Besides the quinoa-corn-edameme salad and gazpacho soup I made for our hosts, I also brought some homemade watermelon margaritas and some gin- and wine-based honeydew-cucumber spritzer, whose recipe I found in a Good Housekeeping magazine I read while at the dentist several weeks previously.  I figured that the l’chaims would contribute to a relaxed and happy atmosphere at the Shabbat dinner table, and help us cool down.

(The entire week leading up to Hurricane Arthur, it had been very, very hot.  I think I gained 10 lbs. because basically I reduced my mealtimes to two food groups:  beer and ice cream.  The only other way to cool off, and which we took advantage of, was to spend the searing weekday afternoons swimming at the lake once my husband’s work days came to an end.  At least if one has to be in a heat wave, it was probably the least painful way to sizzle (very few people in rural Maine have air conditioning).

Although Hurricane Arthur never touched down in Maine (nor was it hurricane strength by the time it made its way north), it did bring very heavy rain to Old Orchard Beach on Friday night.  Fortunately my husband was well prepared with a head-to-toe rain suit and his Muck boots so the walk to the synagogue, while formidable, was at least do-able.  I worried needlessly that the weather would be an impediment to synagogue attendance.  Nine other hardy souls slogged their way through the heavy downpour by foot to make it in time for mincha and kabbalat Shabbat, and so my husband was able to recite the third and final kaddish in my mother’s memory on her yahrzeit.

We had a lovely Shabbat with our Old Orchard Beach friends, who as usual regaled us with amusing and interesting tales of their life experiences in Maine.  As Shabbat came to a close, we made havdala in the shul and then stepped outside onto the sandy white beach where tens of thousands of vacationers of all ages looked skyward, in anticipation of a July 4th fireworks show that was about to begin.  It had been delayed by 24 hours because of the storm, but tonight it was clear and pleasant and the fireworks display was really impressive.

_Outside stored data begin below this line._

PR #1427, opened 2026-09-16
19.0 technical onboarding macau

mcauz:


estate/models/__init__.py
```diff
@@ -0,0 +1,6 @@
+from . import (
+    estate_property,
+    estate_property_offer,
+    estate_property_tag,
+    estate_property_type,
+)
```
leclerc-leo: Nitpick: We usually do something like this instead
```suggestion
from . import estate_property
from . import estate_property_offer
from . import estate_property_tag
from . import estate_property_type
```

estate/models/estate_property.py
```diff
@@ -0,0 +1,114 @@
+from odoo import _, api, fields, models
+
+
+class EstateProperty(models.Model):
+    _name = 'estate_property'
```
leclerc-leo: We usually use `name.of.module.name.of.model`
```suggestion
    _name = 'estate.property'
```

estate/models/estate_property.py
```diff
@@ -0,0 +1,114 @@
...
+        string='Name',
+        required=True,
+        default="Unknown",
+    )
+    description = fields.Text(
+        string='Description',
+    )
+    postcode = fields.Char(
+        string='Postcode',
+    )
```
leclerc-leo: nitpick, if it's possible we try to keep lines as one (if they dont go over ~120 characters)
```suggestion
    postcode = fields.Char(string='Postcode')
```

estate/models/estate_property.py
```diff
@@ -0,0 +1,114 @@
...
+    date_availability = fields.Date(
+        string='Date availability',
+        copy=False,
+        default=fields.Date.add(fields.Date.today(), months=3),
```
leclerc-leo: If not used inside a function `fields.Date.today()` is resolved when the server starts so if it runs for a few days you will end up with errors.
```suggestion
        default=lambda self: fields.Date.add(fields.Date.today(), months=3),
```

estate/security/ir.model.access.csv
```diff
@@ -0,0 +1,5 @@
+id,name,model_id:id,group_id:id,perm_read,perm_write,perm_create,perm_unlink
+estate.access_estate_property,access_estate_property,estate.model_estate_property,base.group_user,1,1,1,1
+estate.access_estate_property_offer,access_estate_property_offer,estate.model_estate_property_offer,base.group_user,1,1,1,1
+estate.access_estate_property_tag,access_estate_property_tag,estate.model_estate_property_tag,base.group_user,1,1,1,1
+estate.access_estate_property_type,access_estate_property_type,estate.model_estate_property_type,base.group_user,1,1,1,1
```
leclerc-leo: We try to always have an empty line at the end of every file.
You can use the Ruff extension with the config from https://runbot326.odoo.com/runbot/static/build/125365592-19-0/logs/ruff_config.txt to have warning about style inside your editor.
You can also check the ci/style from the runbot (https://runbot.odoo.com/runbot/bundle/190-technical-training-demat-512697) to check what it says.

estate/__manifest__.py
```diff
@@ -0,0 +1,19 @@
+{
+    'name': 'Real Estate',
+    'author': 'macau',
```
```suggestion
    'author': 'Odoo S.A.',
```

estate/models/estate_property.py
```diff
@@ -0,0 +1,114 @@
+from odoo import _, api, fields, models
```
leclerc-leo: nitpick: useless import
```suggestion
from odoo import api, fields, models
```

leclerc-leo (commented):
👋 Good Work

estate/models/estate_property.py
```diff
@@ -0,0 +1,108 @@
...
+
+    @api.depends('living_area', 'garden_area')
+    def _compute_total_area(self):
+        for record in self:
+            record.total_area = record.living_area + record.garden_area
+
+    @api.depends('offers.price')
+    def _compute_best_price(self):
+        for record in self:
+            record.best_price = max(record.offers.mapped('price')) if record.offers else 0
```
leclerc-leo, line 64: nitpick, both are valid
```suggestion
            record.best_price = max([0, *record.offers.mapped('price')])
```

estate/models/estate_property.py
```diff
@@ -0,0 +1,108 @@
...
+
+    @api.constrains('expected_price', 'selling_price')
+    def _check_selling_price_relation_to_expected_price(self):
+        for record in self:
+            if float_compare(record.expected_price * 0.9, record.selling_price, 2) == 1 and not float_is_zero(record.selling_price, 2):
+                raise ValidationError(self.env._(r'The selling price cannot be lower than 90% of the expected price.'))
+
+    @api.ondelete(at_uninstall=False)
+    def _unlink_if_status_is_new_or_cancelled(self):
+        if any(record.state not in ['new', 'cancelled'] for record in self):
```
leclerc-leo, line 107: When using `in`, It's usually best to use a set rather than a list
```suggestion
        if any(record.state not in {'new', 'cancelled'} for record in self):
```

estate/models/estate_property.py
```diff
@@ -0,0 +1,108 @@
...
+            raise UserError(self.env._('Can\'t delete a property that is not new or cancelled.'))
```
leclerc-leo, line 108: nitpick
```suggestion
            raise UserError(self.env._("Can't delete a property that is not new or cancelled."))
```

estate/models/estate_property_offer.py
```diff
@@ -0,0 +1,90 @@
...
+            'name': self.env._('Properties'),
+            'views': [[False, 'list'], [False, 'form']],
+            'domain': [('id', '=', self.property_id.id)],
+        }
+
+    @api.constrains('price')
+    def _check_price(self):
+        for record in self:
+            if float_compare(record.property_id.expected_price * 0.9, record.price, 2) == 1:
+                raise ValidationError(self.env._(r'The price of an offer cannot be lower than 90% of the expected price of the property.'))
```
leclerc-leo, line 80: your IDE probably doesn't like it but python accept it fine
```suggestion
                raise ValidationError(self.env._('The price of an offer cannot be lower than 90% of the expected price of the property.'))
```

estate/models/estate_property_offer.py
```diff
@@ -0,0 +1,90 @@
...
+
+    @api.model
+    def create(self, vals_list):
+        for vals in vals_list:
+            property = self.env['estate.property'].browse(vals['property_id']).with_prefetch(self.ids)
+            if any(offer.price > vals['price'] for offer in property.offers):
```
leclerc-leo, line 86: price is not a required field so it may be missing (probably blocked by the constraint tho)
```suggestion
            if any(offer.price > vals.get('price', 0) for offer in property.offers):
```

estate/models/estate_property_tag.py
```diff
@@ -0,0 +1,15 @@
+from odoo import fields, models
+
+
+class EstatePropertyTag(models.Model):
+    _name = 'estate.property.tag'
+    _description = 'Estate Property Tag'
+    _order = 'name'
+
+    name = fields.Char(string='Name', required=True, default="Unknown")
```
leclerc-leo, line 9: nitpick, by default Odoo using the technical name of the field with `_` replaced with spaces and the first letter of each word capitalized.
```suggestion
    name = fields.Char(required=True, default="Unknown")
```

estate/models/estate_property_type.py
```diff
@@ -0,0 +1,23 @@
...
+
+    _unique_type_name = models.Constraint(
+        'unique (name)',
+        'The name of a property type should be unique.',
+    )
+
+    @api.depends('offers')
+    def _compute_offers_count(self):
+        for record in self:
+            record.offers_count = len(record.offers)
```
leclerc-leo, line 23: nitpick, this is probably too much for now, but here's what this would look like instead.
Using _read_group allow to fetch the count directly (not the offer so it's a bit faster) and make only one request to the database.
The write cannot be batched tho.
```suggestion
        counts = self.env['estate.property.offer']._read_group(
            domain=[('property_type', 'in', self.ids)],
            groupby=['property_type'],
            aggregates=['__count'],
        )
        mapped = {property_type.id: count for property_type, count in counts}
        for record in self:
            record.offers_count = mapped.get(record.id, 0)
```

leclerc-leo (commented):
👋 Great Work. not much too say really.

estate/models/estate_property_offer.py
mcauz: The problem is with the percent character that is a special character. If I escape it with double percent characters, it appear two time in the string. So the only solution that I find is to use the raw string.

estate/models/estate_property_type.py
mcauz: I love this type of optimization. Thanks !

estate/models/estate_inherited_users.py
```diff
@@ -0,0 +1,12 @@
...
+
+
+class EstateInheritedUsers(models.Model):
+    _inherit = 'res.users'
+
+    property_ids = fields.One2many(
+        comodel_name='estate.property',
+        inverse_name='salesperson',
+        string='Estate Properties',
+        domain=['|', ('state', '=', 'new'), ('state', '=', 'offer_received')],
```
leclerc-leo:
```suggestion
        domain=[('state', 'in', ('new', 'offer_received'))],
```

estate/models/estate_property.py
```diff
@@ -0,0 +1,105 @@
...
+    )
+    living_area = fields.Integer()
+    name = fields.Char(required=True, default="Unknown")
+    offers = fields.One2many(comodel_name='estate.property.offer', inverse_name='property_id')
+    postcode = fields.Char()
+    property_type = fields.Many2one(comodel_name='estate.property.type')
+    salesperson = fields.Many2one(comodel_name='res.users', default=lambda self: self.env.user)
+    selling_price = fields.Float(readonly=True, copy=False)
+    state = fields.Selection(
+        selection=[('new', 'New'), ('offer_received', 'Offer received'), ('offer_accepted', 'Offer accepted'), ('sold', 'Sold'), ('cancelled', 'Cancelled')],
```
leclerc-leo: We try to keep the length of a line bellow 120 characters.
If you are using vscode you can add a "ruler" in the setting for that many character to easily catch those.

estate/models/estate_property.py
```diff
@@ -0,0 +1,105 @@
...
+    @api.onchange('garden')
+    def _onchange_garden(self):
+        if self.garden:
+            self.garden_area = 10
+            self.garden_orientation = 'north'
+        else:
+            self.garden_area = 0
+            self.garden_orientation = None
+
+    def sold_property(self):
```
leclerc-leo: We prefix every function that will be called from a button an action and prefix it in the function to make it clearer it will probably be called by the user.
```suggestion
    def action_sold_property(self):
```

estate/models/estate_property.py
```diff
@@ -0,0 +1,105 @@
...
+        for record in self:
+            if record.state == 'cancelled':
+                raise UserError(self.env._('A cancelled property cannot be sold.'))
+            record.state = 'sold'
```
leclerc-leo: You can batch the write here as they all get written the same value.
```suggestion
        self.state = 'sold'
```

estate_account/models/EstateInheritedProperty.py
```diff
@@ -0,0 +1,27 @@
...
+                        'price_unit': record.selling_price * 0.06,
+                    }),
+                    Command.create({
+                        'name': self.env._('Administrative fees'),
+                        'quantity': 1,
+                        'price_unit': 100,
+                    }),
+                ],
+            })
+        return super().sold_property()
```
leclerc-leo, line 29: You can batch create the moves.
```suggestion
        journal_id = self.env['account.journal'].search([('code', '=', 'INV')], limit=1).id
        moves = []
        for record in self:
            moves.append({
                'partner_id': record.buyer.id,
                'move_type': 'out_invoice',
                'journal_id': journal_id,
                'invoice_line_ids': [
                    Command.create({
                        'name': self.env._('Purchase of %s', record.id),
                        'quantity': 1,
                        'price_unit': record.selling_price * 0.06,
                    }),
                    Command.create({
                        'name': self.env._('Administrative fees'),
                        'quantity': 1,
                        'price_unit': 100,
                    }),
                ],
            })
        self.env['account.move'].create(moves)
        return super().sold_property()
```

leclerc-leo (commented):
👋 Great work.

It had been a very interesting but exhausting yahrzeit.  We had driven a total of 400 miles through stormy mountain roads and alongside crashing ocean waves so that my husband could say kaddish three times in 24 hours.  In this world, my mother (who was not an Orthodox Jew, but appreciated observance of the recitation of kaddish) would have probably said, “That’s crazy!” but hopefully her neshama (soul) in the world Above was becalmed and pleased by our success in thrice finding a minyan, even in faraway Maine.